The Coral Reef Research Foundation (http://wtc.coralreefpalau.org/) provided 30-minute interval in situ temperature data for Mecherchar, Helen, Drop Off, Ngerdiluches, Ngerchelong, Ngermid, and Kayangel. These data were recorded using U22 loggers (Onset Technologies, MA). Temperature data covered periods from 2010-2017 and from 2-15 meters depth. The foundation indicated accuracy was determined to be within 0.1°C through pre- and post-deployment calibration against a NIST traceable mercury thermometer and that individual thermographs were also cross calibrated with each other. Temperatures for Risong and Taoch were obtained from U22 loggers (Onset Technologies, MA) deployed between 2-5 meters depth by the Cohen Lab at Woods Hole Oceanographic Institution from 2011-2013 recording at 15-minute intervals.
Statistical metrics of temperature time series for each site were calculated using the ‘zoo’ and ‘xts’ packages in R. To examine daily temperature patterns, each time series was filtered in MATLAB 2015a using a bandpass Butterworth filter to retain signals between 5 and 30 hours in frequency and remove seasonal fluctuations.

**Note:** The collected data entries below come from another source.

PR #550, opened 2024-03-26
Allow the creating of new pypi packages from github releases alone

farridav:
This _should_ allow for us to create releases on github with zero code changes, allowing for a test, code, review, merge and release when ready from main approach

- `testpypi` (which i use to validate the package build and deploy works as expected) will continually bump patches on the latest published version
- pypi.org will receive the version of the tag created in github (with the `v` prefix removed)
- Package versions need not be tracked in the code at all

### DIFF
--- a/.github/workflows/pre-release.yml
+++ b/.github/workflows/pre-release.yml
@@ -26,3 +26,16 @@ jobs:
           poetry version prepatch
           poetry config repositories.test_pypi https://test.pypi.org/legacy/
           poetry publish --build -r test_pypi --username __token__ --password ${{ secrets.TEST_PYPI_TOKEN }} || true
+
+  update_release_draft:
+    permissions:
+      contents: write
+      pull-requests: read
+    runs-on: ubuntu-latest
+    steps:
+      - uses: release-drafter/release-drafter@v5
+        with:
+          config-name: release-drafter.yml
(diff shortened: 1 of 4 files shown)


.github/workflows/pre-release.yml
```diff
@@ -21,5 +21,8 @@ jobs:
 
       - name: Deploy to testpypi.org
         run: |
+          LATEST_RELEASE=${curl "https://api.github.com/repos/farridav/django-jazzmin/tags" | jq -r '.[0].name'/#v}
```
PacificGilly, line 24: I've not managed to get this to work. I get a compile error. Maybe this is needed?
```suggestion
          LATEST_RELEASE=${curl -s "https://api.github.com/repos/farridav/django-jazzmin/tags" | jq -r '[0].name[1:]'}
```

Daily range (maximum-minimum temperatures) were calculated for each site in R.
- Barkley, H. C. & Cohen, A. L. Skeletal records of community-level bleaching in Porites corals from Palau. Coral Reefs 35, 1407–1417 (2016).
- Baums, I. B., Boulay, J. N., Polato, N. R. & Hellberg, M. E. No gene flow across the Eastern Pacific Barrier in the reef-building coral Porites lobata. Molecular Ecology 21, 5418–5433 (2012).
- Catchen, J., Hohenlohe, P. A., Bassham, S., Amores, A. & Cresko, W. A. Stacks: An analysis tool set for population genomics. Molecular Ecology 22, 3124–3140 (2013).
- DeCarlo, T. M. et al. Coral macrobioerosion is accelerated by ocean acidification and nutrients. Geology 43, 7–10 (2014).
- Mollica, N. R. N. et al. Skeletal records of bleaching reveal different thermal thresholds of Pacific coral reef assemblages. Coral Reefs 38, 743–757 (2019).
- Puritz, J. B., Hollenbeck, C. M. & Gold, J. R. dDocent: a RADseq, variant-calling pipeline designed for population genomics of non-model organisms. PeerJ 2, e431 (2014).
- Veron, J. E. N. Corals of the World. (Australian Institute of Marine Science, 2000).